Here $\lambda(2x^2+3y^2-1^2)$ is the constraint on the phase variables.

I need to derive the equation of motion given the constraints and solve them numerically with the help of NDSolve.

We do this in accordance with the classic formula:

$\frac{d}{dt}(\frac{dL}{d\dot{q}})-\frac{dL}{dq}=0$

Where $q=[x,y]$ are generalized coordinates.

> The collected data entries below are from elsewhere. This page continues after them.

PR #908, opened 2026-01-26
♿(frontend) adjust sr announcements for idle disconnect timer

Ovgodd:
## Purpose

Keep the idle timeout announcements helpful without overwhelming SR users.

## Proposal

Announce the countdown only at key moments (120/90/60/30 and last 10s).

- [x] confirm thresholds with UX/accessibility
- [x] verify announcements in NVDA/JAWS/VoiceOver


Ovgodd:
@coderabbitai full review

I'm not sure about the Lagrange multiplier as a generalized coordinate.

Clear["Derivative"]

ClearAll["Global`*"]

T = 1/2 m (x'[t]^2 + y'[t]^2);(*Kinetic Energy*)

f = \[Lambda] (2 x[t]^2 + 3 y[t]^2 - 1^2);(*Constraint*)

L = T - f;(*Lagrangian*)

D[D[L, x'[t]], t] - D[L, x[t]];

D[D[L, y'[t]], t] - D[L, y[t]];

D[D[L, \[Lambda]'[t]], t] - D[L, \[Lambda][t]];

Question: how are the Lagrange multipliers included in this system when compiling the ODE system and numerically solving it?

EDIT (with correct initial conditions and another constraint):

Clear["Derivative"]

ClearAll["Global`*"]

q = Function[t, {x[t], y[t]}];(*coordinates*)

zwang = x[t] + x[t] y[t] + y[t] - 1;(*constraints*)

Solve[zwang == 0, y[t]];

Q = \[Lambda][t] D[zwang, {q[t]}];(*gen.forces*)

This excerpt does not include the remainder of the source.